# Introduction

# Compilers and Interpreters

# Structure of a Compiler

The structure of a compiler contains 5 parts.

  1. Lexical Analysis
  2. Parsing
  3. Semantic Analysis
  4. Optimization
  5. Code Generalization

# Lexical Analysis

Lexical analysis divides program text into "words" or "tokens"(记号).

# Parsing

Parsing is to understand the sentence structure.

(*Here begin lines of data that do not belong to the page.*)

PR #253, opened 2024-09-26
Generalize election module to support items instead of participants, and add the initial gift card exchange game.

cjqian:


frontend/src/components/stages/election_editor.ts
```diff
@@ -0,0 +1,130 @@
...
+    `;
+  }
+
+  private renderElectionItems() {
+    if (!this.stage) return nothing;
+    const electionItems: ElectionItem[] = this.stage.electionItems || [];
+
+    const addItem = () => {
+      if (!this.stage) return;
+      const newId = String(electionItems.length + 1); // Generate a numeric ID as string
```
vivtsai, line 74: Can we use `generateId` from `utils/shared` or some other random method? This is going to generate duplicates if an item is deleted

vivtsai: could also add a `createElectionItem` function in `utils/stages/election_stage.ts`

frontend/src/components/stages/election_view.ts
```diff
@@ -94,18 +121,25 @@ export class ElectionView extends MobxLitElement {
...
   }
 
-  private renderDraggableParticipant(profile: ParticipantProfile) {
-    if (profile.publicId === this.participantService.profile?.publicId) {
-      return nothing;
-    }
+  private renderElectionItem(item: ElectionItem) {
+    // TODO: Allow item photos?
+    return html`
+        <div class="right">
```
vivtsai, line 127: Missing <div class="participant"> between line 126, 127

cjqian: Done, thank you!

PR #278, opened 2024-09-29
Update payout config and add payout editor

vivtsai:
Fixes #139 

payout editor


utils/src/stages/payout_stage.ts
```diff
@@ -26,11 +116,190 @@ export function createPayoutStage(
...
+/** Create default payout item. */
+export function createDefaultPayoutItem(
+  config: Partial<DefaultPayoutItem> = {},
+): DefaultPayoutItem {
+  return {
+    id: config.id ?? generateId(),
+    type: PayoutItemType.DEFAULT,
+    name: config.name ?? '',
+    description: config.description ?? '',
+    isActive: config.isActive ?? true,
```
cjqian, line 139: In what scenario would a payout item be created but not active?

cjqian (approved):

utils/src/stages/payout_stage.ts
vivtsai: Right now, for LAS either Part 2 XOR Part 3 is not active. This was the least disruptive way I could think of to allow LAS experimenters to quickly "randomize" from the payout editor (the LAS game config also randomly selects the isActive on creation). We can take it out if you think it's okay to randomize only on the backend (e.g., only add one of the two payout items)?

PR #280, opened 2024-09-30
Prevent non-creators from editing experiments

### LINKED ISSUE #266: Don't allow non-creators to delete experiments or edit experiment/stage configs
To start, disable the delete button in frontend.

To complete, check "if creator" in Firebase cloud functions so it can't go through even if somehow sent.

Finally, update wiki documentation AND note in experiment builder to explain permissions: Only creators can edit/delete the config. If you mark "public," anyone will be able to create cohorts/transfer participants (otherwise just you + any "readers" you add*)

*will file another bug for adding readers support

vivtsai:
Fixes #266 by allowing non-creators to preview, but not edit, experiment metadata settings and stage configs.

This also fixes bugs where some stage config fields were not disabled properly (e.g., when editing is disabled).


cjqian (approved):
We can merge this for now, but let's prioritize fixing the editing bug found this morning.

PR #283, opened 2024-10-02
Fix all unclaimed bugs from the previous deployment playtest.

cjqian:
Minus one (re: waiting on reveal stage dependencies), which we can file as a bug.

### DIFF
--- a/frontend/src/components/stages/chat_interface.ts
+++ b/frontend/src/components/stages/chat_interface.ts
@@ -41,7 +41,7 @@ export class ChatInterface extends MobxLitElement {
   private readonly participantService = core.getService(ParticipantService);
   private readonly routerService = core.getService(RouterService);
 
-  @property() stage: ChatStageConfig|undefined = undefined;
+  @property() stage: ChatStageConfig | undefined = undefined;
   @property() value = '';
   @property() disableInput = false;
   @property() showInfo = false;
@@ -49,9 +49,7 @@ export class ChatInterface extends MobxLitElement {
 
   private sendUserInput() {
     if (this.value.trim() === '') return;
-    this.participantService.createChatMessage(
-      { message: this.value.trim() }
-    );
+    this.participantService.createChatMessage({message: this.value.trim()});
     this.value = '';
   }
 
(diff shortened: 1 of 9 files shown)


frontend/src/components/stages/ranking_editor.scss
```diff
@@ -49,4 +49,10 @@ pr-icon-button {
 .indented {
   /* width of checkbox plus gap */
   margin-left: calc(48px + common.$spacing-medium);
+}
+
+.warning{
+  font-style: italic;
+  color: var(--md-sys-color-error);
+  width: 80%;
```
vivtsai, line 57: Nit: use the common info-width variable (the same one used for stage descriptions, info/tos stages). I can push a fix for this.

vivtsai (approved):

vivtsai:
Thanks! I also left a comment (in doc) re: the reveal stage dependencies.

frontend/src/components/stages/survey_reveal_view.ts
```diff
@@ -178,14 +178,28 @@ export class SurveyReveal extends MobxLitElement {
...
+        (question as MultipleChoiceSurveyQuestion).options
+          .map((item) => item.text)
+          .join(', ');
+    }
+
     return html`
       <div class="table-row">
         <div class="table-cell number-row">${rowIndex}</div>
-        <div class="table-cell">${question.questionTitle}</div>
-        ${showAllParticipants
```
vivtsai, line 185: This was accidentally taken out. Putting it back in in #286

frontend/src/components/stages/chat_interface.ts
```diff
@@ -222,18 +223,29 @@ export class ChatInterface extends MobxLitElement {
...
-          || this.participantService.isReadyToEndChatDiscussion(this.stage.id, currentDiscussionId)}
+        ?disabled=${isDisabled}
         ?loading=${this.readyToEndDiscussionLoading}
         @click=${onClick}
       >
         Ready to end discussion
       </pr-button>
     `;
+    return isDisabled
+      ? html`<pr-tooltip text="You can move on once others are also ready to move on."
```
vivtsai, line 244: FYI: You can set pr-tooltip text="" if you want the tooltip to not show. So a cleaner version might be to always have the tooltip wrapped around the button, but conditionally render the tooltip text.

Issue #243, opened 2024-09-25
Clear experiment state when not on experiment page


cjqian:
Right now, experiment state persists when navigating out of one experiment and into another (unless the experimenter refreshes).

cjqian:
@vivtsai Please provide context or close it out if you don't remember what this is about either 😆

PR #286, opened 2024-10-02
Update firestore/storage loading and participant answer saving

vivtsai:
- Move calls to load (subscribe to) Firestore data (based on current experiment ID, participant ID, etc.) from components to RouterService. This fixes bugs with out-of-date data subscriptions #243 
- Create ParticipantAnswerService for storing participant stage answers on the frontend, then writing to Firestore on save or "next stage" only. This fixes latency/syncing bugs #265 
- Fix display bugs and add display enhancements
  - Render participant view at full height if not logged in as experimenter (i.e., no header banner visible)
  - Add chip for "public" experiments in home gallery
  - Fix undefined bug with rendering waiting stage message in participant preview header banner
  - Make nav headers sticky
- Fix image loading issues
  - Update Firebase storage rules to allow anyone to read
  - Create ImageService to handle loading images from Firebase storage (NOTE: in the future, load images per experiment)
- Fix frontend errors in prod (e.g., undefined objects)
- Refactor ranking stage logic (for best practices)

Or parsing is diagramming sentences.

How human parsing a English sentence?

Step 1: identify the role of each words in a sentences. (词性分析)

Step 2: group the words together into higher level constructs.

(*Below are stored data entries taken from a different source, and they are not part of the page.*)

PR #848, opened 2024-04-04
Remove unused dependencies

LBHCallumM:
### Description of change

Removed unused dependencies based on the output of depcheck

```
> npx depcheck
npx: installed 128 in 9.431s
Unused dependencies
* dotenv
* path
* universal-cookie
Unused devDependencies
* @babel/plugin-proposal-class-properties
* @babel/plugin-transform-private-methods
* cypress-dotenv
Missing dependencies
* src: .\__test__\search.test.js
* factories: .\src\utils\headerLinks.test.js
* prop-types: .\src\pages\login.js
* dedent: .\cypress\integration\work-order\create\create-with-adding-multiple-sors.spec.js
```

### DIFF
--- a/package.json
+++ b/package.json
@@ -48,7 +48,6 @@
     "sass": "^1.29.0",
     "serve-static": "^1.14.1",
     "serverless-http": "^2.6.0",
-    "universal-cookie": "^4.0.4",
     "uuid": "^8.3.2",
     "xmldom": "^0.6.0",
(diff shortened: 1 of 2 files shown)


Duslerke (commented):
Interesting that the e2e tests fail.

Could it be that some of these removed dependencies aren't used directly by the project, but instead are used by another dependency indirectly?

If so, maybe `npm install` would resolve that?

PR #849, opened 2024-04-10
Remove Purdy from multi trade contractors list

LBHCallumM:


Duslerke (approved):

src/utils/constants.js
```diff
@@ -1,13 +1,13 @@
 export const MULTITRADE_ENABLED_CONTRACTORS = [
-  'PCL',
+  'FPM',
+  // 'PCL',
```
humulla, line 3: Remove it, if we don't need it

PR #872, opened 2024-07-25
Add tests for photos tab

LBHCallumM:
## Summary of Changes

Add E2E tests for photos tab. Plus add snapshot tests for each new component


src/components/WorkOrder/Photos/PhotoGroupDescriptionForm.js
```diff
@@ -0,0 +1,106 @@
...
+      />
+    )
+  }
+
+  return (
+    <UpdateDescriptionButton description={description} showForm={showForm} />
+  )
+}
+
+export const UpdateDescriptionButton = ({ showForm, description }) => {
```
adamtry, line 40: Does this need to be public + tested?
I'd think it could be private and remain just part of the PhotoGroupDescriptionForm component, tested as part of that component also

adamtry (approved):

src/components/WorkOrder/Photos/PhotoGroupDescriptionForm.js
LBHCallumM: I was actually testing the parent. but i found it was easier to test the children. should probably refactor it

PR #885, opened 2024-08-01
Remove image, and point file upload to google drive

LBHCallumM:
### Description of change

- Removed image
- File can be hosted on Google Drive


Duslerke (commented):
I could have been merely a bundling or configuration issue.
I'm pretty sure I recall that hosting images from /public was supported last time I worked with next. :thinking:

PR #894, opened 2024-08-15
Fix failing search tests

LBHCallumM:


LBHCallumM:
> Good old race conditions :D

This is why these tests are so hard to fix XD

Step 3: group them together and get a sentence.

# The Economy of Programming Language

Talk about 3 question.

  1. Why are there so many programming languages?
    • Application domains have distinctive/conflicting needs.
  2. Why are there new programming languages?
    • Programmer training is the dominant cost for a programming language.
      • Widely used language will be slowly changed.
      • It's easy to start a new language.
      • productivity > training cost
      • Language adopted to fill a void.
  3. What is a good programming language?
    • There is no universally accepted metric for language design.

# Cool Overview

We will make a compiler: Cool -> MIPS assembly language

It contains 5 programming assignments:

  • write a cool program
  • lexical analysis
  • parsing
  • semantic analysis
  • code generation
  • optimization (optional)

a valid cool program

class Main {
   i : IO <- new IO;
   main():IO {i.out_string("Hello World!\n"); }
};

# Lexical Analysis

  • Classify program into substrings according to rule.
  • Communicate tokens to the parser.

A token is a pair like <token class, lexeme> to mark the class of each substrings.

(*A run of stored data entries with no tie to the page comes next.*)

PR #919, opened 2024-09-27
Fix date issue on work order notes

LBHCallumM:
### Description of change

The closedDate property from getWorkOrder endpoint is actually spelled `closedDated`. 

This caused the date to be missing from the note.

### DIFF
--- a/src/components/WorkOrder/Notes/NoteContent/CompletedNoteContent/index.test.js
+++ b/src/components/WorkOrder/Notes/NoteContent/CompletedNoteContent/index.test.js
@@ -4,7 +4,7 @@ import CompletedNoteContent from '.'
 describe('CompletedNoteContent component', () => {
   it('should match snapshot when user comment is empty', () => {
     const workOrder = {
-      closedDate: new Date('2024-09-26T12:34:56'), // Replace with actual date fixture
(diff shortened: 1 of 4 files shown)


Duslerke (commented):
Why not fix the spelling mistake in the source instead?

LBHCallumM:
> Why not fix the spelling mistake in the source? _(instead of propagating it into a wider codebase)_
> 
> Seems like it would be a more wholesome fix.

where

LBHCallumM:
> Why not fix the spelling mistake in the source? _(instead of propagating it into a wider codebase)_
> 
> Seems like it would be a more wholesome fix.

Making a small change, vs two prs and extensive changes accross the frontend? hmmm

Duslerke:
> > Why not fix the spelling mistake in the source? _(instead of propagating it into a wider codebase)_
> > Seems like it would be a more wholesome fix.
> 
> Making a small change, vs two prs and extensive changes accross the frontend? hmmm

For where: wherever the data is coming from (if reasonable)
2 PRs: It will make the overall code cleaner for everyone, plus this will remove the ambiguity as to what this key actually means now. It's unclear whether it's meant to mean: "closed date" or "close dated". :grin:

adamtry (approved):

PR #925, opened 2024-10-07
Add feature toggle for follow-on functionality

LBHCallumM:
## Summary of Changes

Add feature toggle to disable follow-on functionality.

I wanted to clone the E2E tests so I can test when the FT was enabled and disabled. Using an enviornment variable made this impossible due to how NextJs works.

The solution was to add a featureToggle endpoint. The endpoint simply reads the environment variable. This made testing much easier as I can intercept the request to the feature toggle endpoint. 

I decided against using the configuration API because it was too confusing. Whereas setting up a new API endpoint in nextjs is increadibly simple.

### Additional changes

- I had to update a few components to typescript, as they were causing eslint to fail

note to self
```yml
      FOLLOW_ON_FUNCTIONALITY_ENABLED: ${ssm:/repairs-hub/${self:provider.stage}/repairs-hub-enable-followon-functionality}

```

### DIFF
--- a/cypress/e2e/work-order/attend/close-by-proxy-with-followons-enabled.cy.js
+++ b/cypress/e2e/work-order/attend/close-by-proxy-with-followons-enabled.cy.js
@@ -1,9 +1,9 @@
 /// <reference types="cypress" />
 import 'cypress-audit/commands'
 
-describe('Closing a work order on behalf of an operative', () => {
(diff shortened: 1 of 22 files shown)


adamtry (approved):
I'll take a feature toggle endpoint on the API over the configuration API any day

An implementation must do two things:

  • Recognize substrings corresponding to tokens.
  • Identify the token class of each lexeme.

# Example and Lookahead

DO 5 I = 1,25
DO 5 I = 1.25

LA's goal is to partition the string. This is implemented by reading left-to-right, recognizing one token at a time.

"Lookahead" may be required to decide where one token ends and the next token begins.